= William Waldern =

English politician (died 1424)

William Waldern (died May 1424) was an English politician. He sat as MP for London in November 1414, 1415, and May 1421 and Mayor of London from 13 October 1412 till 1413 and 1422 till 1423.

== Offices held ==
He also served as warden of the Mercers' Co. from 24 June 1398 till 1399, 1404 till 1405, 1410 till 1411, 1418 till 1419, alderman of Bread Street Ward from c. 1399 till 1415, Bassishaw Ward by 8 April 1415 till his death, sheriff of London and Middlesex from Michaelmas 1399 till 1400, collector of an aid in London in December 1401, collector of customs and subsidies in Southampton from 12 November 1402 till 18 December 1404, tax collector of London in November 1404, ambassador to treat for a truce with Burgundy from 13 April 1410 or 1411, and mayor of the Staple of Westminster from 29 March 1423 till his death and the Staple of Calais by 27 April 1423.

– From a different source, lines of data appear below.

PR #2756, opened 2022-08-04
PDF-Editor: fix other/other-i18n input prefill bug (Z#23104692)

wiffbi:
When changing the selected object to either type `other` or `other-i18n`, the text-value of a previously selected object of the same type was still present in the input textarea. This PR resets the content of text inputs `other` and `other-i18n`.

Also when switching between type other and other-i18n, this PR adds the feature, that the content from other is copied to other-i18n. When switching from other_i18n to other, the value of the first i18n-textarea is copied to the other-textarea.

### DIFF
--- a/src/pretix/static/pretixcontrol/js/ui/editor.js
+++ b/src/pretix/static/pretixcontrol/js/ui/editor.js
@@ -520,7 +520,7 @@ var editor = {
         }
     },
 
-    _update_values_from_toolbox: function () {
+    _update_values_from_toolbox: function (e) {
         var o = editor.fabric.getActiveObject();
         if (!o) {
             o = editor.fabric.getActiveGroup();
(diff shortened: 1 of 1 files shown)


src/pretix/static/pretixcontrol/js/ui/editor.js
```diff
@@ -553,8 +553,16 @@ var editor = {
             $("#toolbox-content-other-help").toggle($("#toolbox-content").val() === "other" || $("#toolbox-content").val() === "other_i18n");
             o.content = $("#toolbox-content").val();
             if ($("#toolbox-content").val() === "other") {
+                if (this.id === "toolbox-content") {
```
raphaelm, line 556: - This is the first code introducing ``this`` in this function, which I'm not sure of whether it is a good idea. First of all, as a reader, I had to think quite a while what ``this`` is here since we're not *directly* in an event handler. This could be solved with a comment.
- This will also *overwrite* values of the other field if there currently was one. Should we only call val() if it was previously empty? Not sure what would be expected behaviour from users here, to be honest, we can also keep it like this.

wiffbi: I thought about using `event.target` instead of `this`, but as you said, we are not _directly_ in an event handler. So yes, a comment is a must here!

Regarding overwrite: yes, it will overwrite, but the content in there would be the text of the last content-other object selected – so not really helpful. Also, it should actually be empty anyways (see changes in Line 639 ff).

raphaelm: 👍

wiffbi: I actually changed it to `e.target` – `_update_values_from_toolbox` is bound to several events and only once used internally, which I passed the event to it. I also updated the comment.

PR #2761, opened 2022-08-09
Add last order modification time as an email placeholder

raphaelm:


src/pretix/base/email.py
```diff
@@ -469,6 +470,19 @@ def base_placeholders(sender, **kwargs):
                 }
             ),
         ),
+        SimpleFunctionalMailTextPlaceholder(
+            'last_order_modification_date_and_time', ['order', 'event'],
```
wiffbi, line 474: IMHO the name is a bit misleading as I initially read it as the last time the order was modified – I think either `latest_order_modification_date_and_time` or maybe even better something with _deadline_:
```suggestion
            'order_modification_deadline_date_and_time', ['order', 'event'],
```

wiffbi (approved):
Looks good and works as expected. I only stumbled upon the naming of the placeholder, see my comment.

PR #2773, opened 2022-08-26
Retain filenames when cloning an event

### LINKED ISSUE #2771: Cloning an event with a configured mail_attachment_new_order does change its name
**Describe the bug**
#2384 did introduce the option to add an email attachment to order confirmation emails. Greatly appreciated for attaching legally required documents.
The original filename is persisted by adding a random string while storing to filesystem and removing it again (https://github.com/pretix/pretix/blob/master/src/pretix/base/services/mail.py#L462) when attaching the file to the order confirmation.
But when creating a new event based on an existing one, the filename is lost due to the copied filename being generically generated in https://github.com/pretix/pretix/blob/9101b5b69dd87a34169cd8a9c689cb70651d2014/src/pretix/base/models/event.py#L923.

**Expected behavior**
It is expected that when an event is created based on an existing one, that the `mail_attachment_new_order` original filename is preserved.

**Screenshots**

**Additional context**
I'm happy to do a PR by e.g. calling `clean_filename` and adding a new random string if the key of the `other.settings._object` is `mail_attachment_new_order`, while copying files https://github.com/pretix/pretix/blob/9101b5b69dd87a34169cd8a9c689cb70651d2014/src/pretix/base/models/event.py#L923 in `copy_data_from` method.

vchrisb:
attempt to fix #2771 by retaining the original mail_attachment_new_order filename.

### DIFF
--- a/src/pretix/base/models/event.py
+++ b/src/pretix/base/models/event.py
@@ -920,10 +920,7 @@ class Event(EventMixin, LoggedModel):
             if s.value.startswith('file://'):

He also served as commissioner of oyer and terminer in London in November 1403, February 1404, December 1417, June 1418, and January 1424, commissioner of inquiry in December 1410, January 1414 concerning Lollards at large, February 1424 concerning treasons and felonies, commissioner of goal delivery in November 1412, May 1413, January 1423, commissioner to provide labour for royal building work at Westminster Abbey in London and Middlesex in August and November 1413.

== Family ==
He was the son of Geoffrey Waldern. By March 1398, he married a woman named Juliana. By September 1413, he married a woman named Margaret (died December 1426), the daughter of John Clerk (died 1413/14) and they had two sons and three daughters.